In the aftermath of Thanksgiving, the fam and I were feeling a bit poultried-out. Right around the middle of November, Dungeness Crabs started showing up in the grocery stores with declarations of Dungeness crab season being open emblazoned in their front windows. This is a big deal in these parts, though I have to confess that I’m not usually crazy about Dungeness crab because I grew up on the east coast with snow crab as rare, the delectable treat that I would have when we took holiday trips to the Carolinas or Georgia.

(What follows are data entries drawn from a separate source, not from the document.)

PR #2470, opened 2025-04-08
feat(components): Add ref to Button and Chip

ZakaryH:
## Motivations

With React Hook Forms, there's a feature where if there's an error on a field it will scroll to that input, and also focus it for the user.

If a Combobox were to be used in such a way, we don't have a way to offer the ref of it's activator, thus blocking that behavior in the ideal way anyway. 

To enable this behavior, we're going to expose a ref for Chip. It's a bit odd because Chip can be either a div or a button, and I'm not too sure what the use case would even be for needing a ref to the div.

Button is a reasonable other usage for a Combobox activator, so I'm preemptively adding a ref to that too. Button I've omitted the ref prop when the `to` prop is provided because that is deprecated and going away. I've also omitted it when `url` is provided, making it into an `a` tag. Perhaps that's not right though, and it would be valid to expose the ref to the anchor tag.

## Changes

updated the meta.test.tsx helper function because now that Chip is both a forwarded ref component AND it has child components (Chip.Prefix & Chip.Suffix) we need to apply some recursive searching like we do in other components.

### Added

- 

### Changed

- 

### Deprecated

- 

### Removed

- 

### Fixed

- 

### Security

- 

## Testing

Changes can be

---

Random photo of Atlantis

### DIFF
--- a/packages/components/src/Button/Button.tsx
+++ b/packages/components/src/Button/Button.tsx
@@ -25,6 +25,7 @@ function ButtonWrapper(props: ButtonProps) {
     ariaLabel,
     disabled = false,
     external,
+    htmlButtonRef,
     id,
     name,
     onClick,
@@ -62,6 +63,7 @@ function ButtonWrapper(props: ButtonProps) {
     "aria-label": ariaLabel,
     role: role,
   };
+  const refProp = url ? {} : { ref: htmlButtonRef };
 
   const buttonInternals = children || <ButtonContent {...props} />;
 
@@ -73,9 +75,15 @@ function ButtonWrapper(props: ButtonProps) {
     );
   }
 
-  const Tag = url ? "a" : "button";
+  if (url) {
+    return <a {...tagProps}>{buttonInternals}</a>;
+  }
 
-  return <Tag {...tagProps}>{buttonInternals}</Tag>;
+  return (
+    <button {...tagProps} {...refProp}>
+      {buttonInternals}
+    </button>
+  );
 }
 
 Button.Label = ButtonLabel;
--- a/packages/components/src/Button/Button.types.ts
+++ b/packages/components/src/Button/Button.types.ts
@@ -121,6 +121,8 @@ interface BasicButtonProps extends ButtonFoundationProps {
    * Used to override the default button role.
    */
   readonly role?: string;
+
+  readonly htmlButtonRef?: React.Ref<HTMLButtonElement>;
 }
 
 type BaseButtonProps = XOR<
--- a/packages/components/src/Chip/Chip.tsx
+++ b/packages/components/src/Chip/Chip.tsx
@@ -9,56 +9,58 @@ import { useChildComponent } from "./hooks/useChildComponent";
 import { Typography } from "../Typography";
 import { Tooltip } from "../Tooltip";
 
-export const Chip = ({
-  ariaLabel,
-  disabled,
-  heading,
-  invalid,
-  label,
-  value,
-  testID,
-  onClick,
-  onKeyDown,
-  children,
-  role = "button",
-  tabIndex = 0,
-  variation = "base",
-}: ChipProps): JSX.Element => {
-  const classes = classnames(styles.chip, {
-    [styles.invalid]: invalid,
-    [styles.base]: variation === "base",
-    [styles.subtle]: variation === "subtle",
-    [styles.disabled]: disabled,
-  });
+// Define a type for the Chip component with the properties we add to it
+type ChipComponent = React.ForwardRefExoticComponent<
+  ChipProps & React.RefAttributes<HTMLButtonElement | HTMLDivElement>
+> & {
+  Prefix: typeof ChipPrefix;
+  Suffix: typeof ChipSuffix;
+  displayName: string;
+};
 
-  const prefix = useChildComponent(children, d => d.type === Chip.Prefix);
-  const suffix = useChildComponent(children, d => d.type === Chip.Suffix);
+export const Chip = React.forwardRef<
+  HTMLButtonElement | HTMLDivElement,
+  ChipProps
+>(
+  (
+    {
+      ariaLabel,
+      disabled,
+      heading,
+      invalid,
+      label,
+      value,
+      testID,
+      onClick,
+      onKeyDown,
+      children,
+      role = "button",
+      tabIndex = 0,
+      variation = "base",
+    },
+    ref,
+  ) => {
+    const classes = classnames(styles.chip, {
+      [styles.invalid]: invalid,
+      [styles.base]: variation === "base",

Dungeness crabs are sold already cooked and so people often serve them cold, with tools and lots of extra napkins for D.I.Y. cracking. I always feel like this is too much work for the bland, seawatery taste of the plain crabmeat. I know my quasi-traitorous opinion may incur shock and disbelief among fellow San Franciscans, but so be it. Despite all that, something abut the Dungeness Crab kiosk at Costco enticed me and I committed to purchasing a handsome 1-1/2 pound specimen. (My daughter hates that I planned to have crab for dinner because we spent an afternoon last September rescuing a bunch of Dungeness crabs that got drubbed in the sand at Ocean Beach by throwing them back out past the breakers. Obviously she would not be partaking.)
On our way out the door, while the clerk checked our receipt, she pointed at a pile of paperback cookbooks and said that we could take a copy as a holiday gift from the store. I took my copy of Simply Delicious The Costco Way: Delectable dishes using Costco Products. We flipped the recipes when I got home and my husband was intrigued with one recipe “Spicy Asian Beer-Steamed Crab.” Crab cooked Vietnamese style is a whole ‘nother animal and I still remember loving ginger and garlic treated crab at La Vie Vietnamese on Geary in the Outer Richmond (our old nabe) and Le Colonial on Post, near Union Square. This is the way to eat crab in my book.
The recipe didn’t look hard, but it was going to require me to hit the Sunday Farmer’s Market to track down lemongrass. I’ve never bought lemongrass before but I was confident I’d be able to get it there. The market nearest to us is in the rear of a Shopping Mall and not as huge as the Marin or Alemany farmer’s markets but it has all I really need. As it turned out, only one of the stands carried lemongrass.
At another stand, where I asked if they had it because they had other Asian items like bittermelon and gorgeous bok choy, the farmer sheepishly said they do grow it but he forgot to get it on the truck that day. While I was at the market, I was also able to pick up really fresh and fragrant cilantro and ginger. Lemongrass is, as my husband puts it, like a very tough leek. The ends are discarded and you clean and cut them in much the same way, down the center and then into thin, half-moon slices.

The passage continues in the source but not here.